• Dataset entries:
++++++++

PR #28, opened 2021-09-30
Update supported platforms

ooxi:
The README.md very prominently lists platforms where gerbv once was build and tested. However those platforms are not currently covered by CI or manually verified.

If there is no general objection I will go ahead and reflect this in the public documentation.

### DIFF
--- a/README.md
+++ b/README.md
@@ -48,10 +48,10 @@ GitHub organization.
 
 Gerbv has been built and tested on
 
-* Linux (from 2.2)
-* NetBSD/i386 (1.4.1)
-* NetBSD/Alpha (1.5.1)
-* Solaris (5.7 and 5.8)
+* Debian 10 (amd64)
+* Fedora 34 (amd64)
+* Ubuntu 20.04 (amd64)
+* Windows 10 (amd64 cross compiled from Fedora as well as native x86/amd64 using MSYS2)
 
 
 ## Information for developers


efa:
add Debian 10 64 bit
for Win10 specifyù:
  Win10/MSYS2 build chain
  and maybe cross-compilation on Linux/distro

efa:
the last release on Sourceforge was released for some other platforms?

efa:
we should support at least macOS 64 bit

ooxi:
> the last release on Sourceforge was released for some other platforms?
> we should support at least macOS 64 bit

I currently have no way to verify macOS. However I think GitHub Actions can use macOS as virtual environment. Do you have any experience with this?

ooxi:
> add Debian 10 64 bit
> for Win10 specify:
> Win10 64 bit cross-compilation on Linux/distro xx bit
> Win10/MSYS2 32 and 64 bit build chain

I have added Debian 10 and specified the toolchains for Windows 10 in [291962](https://github.com/gerbv/gerbv/pull/28/commits/291962935266f84a49d1e436385fc2b4f04f5adb)

efa:
for MSYS2, you put MSYS32.
MSYS2 supply both MinGW32 and MinGW64 toolchain, I normally generate Gerbv for both.

efa:
> Do you have any experience with this?

yes, some. I have cross-compilation env installed on my Debian targeting darwin18, and I use it to generate some QT and GTK app from my repos. QT is easy as many built tool are natively cross-platform, for GTK is harder.
Pre-built GTK are either:
1) shared object (.dylib on macOS) only
2) shared object and dev library but packaged to be installed on a real macOS (like Homebrew or other GNU distro for macOS)
3) shared object and dev library working with cross-compiler on Linux, but targeting X and not Quartz.
X target is old and require macOS users to install XQuartz, not a thing they want to.
GTK Quartz target in 2021 is working well, and supported, but NOT for cross-compilation, only native macOS.
So I had to cross-compile the whole GTK stack myself targeting Quarz, and was cumbersome, but now I had a version that work.
More I have a macOS virtual machine to test built binaries and .dmg

ooxi:
> for MSYS2, you put MSYS32.
> MSYS2 supply both MinGW32 and MinGW64 toolchain, I normally generate Gerbv for both.

Thank you for catching this! I'm unfamiliar with MSYS and did not know the nomenclature. Corrected this in commit 9c60da0af79a5128976e8aa338cb1317d659bb24.


> not on "GitHub Actions" and macOS, but yes some on macOS. I have cross-compilation env installed on my Debian targeting darwin18, and I use it to generate some QT and GTK app from my repos. QT is easy as many build tool are natively cross-platform, for GTK is harder.
>
> So I had to cross-compile the whole GTK stack (and all pre deps) myself targeting Quarz, and was cumbersome, but now I had a version that work.
>
> More I have a macOS virtual machine to test built binaries and .dmg

That's a really valuable asset to have! Let me toy around with GitHub Actions and see if I get gerbv compiled on native macOS so you could test it.

I propose we go ahead and merge the update without macOS and include it as soon as we have verified the binary. Would this be OK with you?

efa:
yes, generating macOS binaries for sure require times and many tests

PR #50, opened 2021-11-01
Use g_build_filename instead of strncpy to avoid warning.

### LINKED ISSUE #49: Replace useless strncat with strcpy
We already know the length in https://github.com/gerbv/gerbv/blob/b5f1eacd798f327ab319af939f89031db4b7c10a/src/gerb_file.c#L323 so just strcpy directly.

eyal0:
The strncat is pointless because we already know the size so we can
just use strcpy.  strcat would work, too, but then the code would be
taking the length of the string once again and that is the [Schlemiel Painter algorithm](https://en.wikichip.org/wiki/schlemiel_the_painter%27s_algorithm).

This fixes #49

### DIFF
--- a/src/gerb_file.c
+++ b/src/gerb_file.c
@@ -314,13 +314,9 @@ gerb_find_file(char const * filename, char **paths)
 	  /*
 	   * Build complete path (inc. filename) and check if file exists.
 	   */
-	  complete_path = (char *)g_malloc(strlen(curr_path) + strlen(filename) + 2);
+	  complete_path = g_build_filename(curr_path, filename, NULL);
 	  if (complete_path == NULL)
 	    return NULL;
-	  strcpy(complete_path, curr_path);
-	  complete_path[strlen(curr_path)] = G_DIR_SEPARATOR;
-	  complete_path[strlen(curr_path) + 1] = '\0';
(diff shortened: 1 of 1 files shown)


ooxi:
While I agree that the original way of creating the string was unnecessary, I'm really not a huge fan of primitive string manipulation, especially for code which is not on the hot path. For example I had to look up the manual of `strcpy` to remind myself that `strcpy` does indeed also copy the null terminator.

What do you think about swapping those statements with `g_snprintf`?

eyal0:
I will try another way using `g_build_filename`, which is a much better fit.

I put a printf after the filename construction and I have confirmed that the output is unchanged.  It looks like this both before and after when I run `gerbv -p jj.gvp`.  You can make `jj.gvp` by opening multiple files in gerbv and saving a new project.
```bash
└──> ./src/gerbv -p jj.gvp 
/home/esoha/private/gerbv/src/.libs/../share/gerbv/scheme/init.scm
/usr/local/share/gerbv/scheme/init.scm
/home/esoha/private/gerbv/src/.libs/init.scm
./init.scm
```

ooxi (approved):
This is _so_ much cleaner!

PR #51, opened 2021-11-02
Link with math library, which is necessary for sin, cos, etc.

eyal0:
The linker was complaining without this.


ooxi:
Thank you @eyal0, I didn't even see that warning because of the flood of other warnings.

eyal0:
Once we enable "-Werror" in the build, it'll be easier to see!

PR #52, opened 2021-11-02
Build with all warnings treated as errors

eyal0:


eyal0:
This will probably not pass until #51 and #50 are merged

ooxi:
There are a couple of more warnings stopping us from merging this. Most of them seem to be related to deprecated types like `GTypeDebugFlags` and `GTimeVal`.

I'm not sure how much refactoring is required to use the recommended types.

ooxi:
I am 100% on board with enabling `-Werror` for development and CI builds. Nevertheless I know that distributions do not want `-Werror` or at least want an easy way to turn it off.

We should therefore look at other projects for inspiration on how to provide this.

eyal0:
> There are a couple of more warnings stopping us from merging this. Most of them seem to be related to deprecated types like GTypeDebugFlags and GTimeVal.

>I'm not sure how much refactoring is required to use the recommended types.

Yup, but those errors aren't in gerbv, they are in glib itself!  glib is calling its own deprecated functions!

It would be too much for us to fix glib but we can teach the compiler to ignore errors inside of included files.  That is, if gerbv code causes the warning, we want the error, but if gerbv includes glib and glib causes the warning, we want to ignore it.

The trick for this is to make sure that glib is included not with `-I` but `-isystem`.  pcb2gcode does this.

https://stackoverflow.com/a/2590764/4454

eyal0:
We can at least merge #55 and this PR is proof that it solves the problem.  Next, we need to find a way to use Werror only when wanted.  I have done this before using a command-line flag, which we would put into the CI build.

eyal0:
I think that this should pass after #55 is in. @ooxi

ooxi:
I'll rerun the CI, if it work's I'll merge :-)

ooxi:
```
/usr/include/gtk-2.0/gtk/gtktypeutils.h:236:1: error: ‘GTypeDebugFlags’ is deprecated [-Werror=deprecated-declarations]
  236 | void            gtk_type_init   (GTypeDebugFlags    debug_flags);
      | ^~~~
In file included from /usr/include/gtk-2.0/gtk/gtkobject.h:37,
                 from /usr/include/gtk-2.0/gtk/gtkwidget.h:36,
                 from /usr/include/gtk-2.0/gtk/gtkcontainer.h:35,
                 from /usr/include/gtk-2.0/gtk/gtkbin.h:35,
                 from /usr/include/gtk-2.0/gtk/gtkwindow.h:36,
                 from /usr/include/gtk-2.0/gtk/gtkdialog.h:35,
                 from /usr/include/gtk-2.0/gtk/gtkaboutdialog.h:32,
                 from /usr/include/gtk-2.0/gtk/gtk.h:33,
                 from attribute.c:47:
```

@eyal0 this still errors out :-( is maybe a rebase necassary?

eyal0:
> maybe a rebase necassary?

That's what I think.  Let's see.

eyal0:
image

Looks okay.  If you look in there carefully, you can see `-Wall` and `-Werror` are arguments to the build.

ooxi:
Great work!

PR #53, opened 2021-11-02
Check that gerbv exists before copying it.

eyal0:
Without this, running the tests was creating an empty gerbv script and
causing failures.


ooxi (approved):
This change looks reasonable

PR #1313, opened 2022-12-06
Tweaked Issue ID parsing on import to handle additional numbers in metadata Notes field

falo2k:
My attempt to squash a very niche bug.  I had a bunch of comics with some very old scraper comments where there were numbers (in this case dates) later in the Notes field than the CVDBID / Issue ID.  The current parsing method did not account for this, so would not recognise the Issue ID correctly.  This change just uses a different regex approach to look for the first set of consecutive numbers following either "Issue ID" or "CVDB".  I've allowed it to ignore any characters between those prefixes and the ID in case there's some odd spacing/separators for some reason.

Example of Notes field that would fail on parsing the ID:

++++++++

Your task is to restate, word for word, only those lines above that fall between the line holding "This will probably" and the line holding "It would be", inclusive.

• Response to this exercise:
This will probably not pass until #51 and #50 are merged

ooxi:
There are a couple of more warnings stopping us from merging this. Most of them seem to be related to deprecated types like `GTypeDebugFlags` and `GTimeVal`.

I'm not sure how much refactoring is required to use the recommended types.

ooxi:
I am 100% on board with enabling `-Werror` for development and CI builds. Nevertheless I know that distributions do not want `-Werror` or at least want an easy way to turn it off.

We should therefore look at other projects for inspiration on how to provide this.

eyal0:
> There are a couple of more warnings stopping us from merging this. Most of them seem to be related to deprecated types like GTypeDebugFlags and GTimeVal.

>I'm not sure how much refactoring is required to use the recommended types.

Yup, but those errors aren't in gerbv, they are in glib itself!  glib is calling its own deprecated functions!

It would be too much for us to fix glib but we can teach the compiler to ignore errors inside of included files.  That is, if gerbv code causes the warning, we want the error, but if gerbv includes glib and glib causes the warning, we want to ignore it.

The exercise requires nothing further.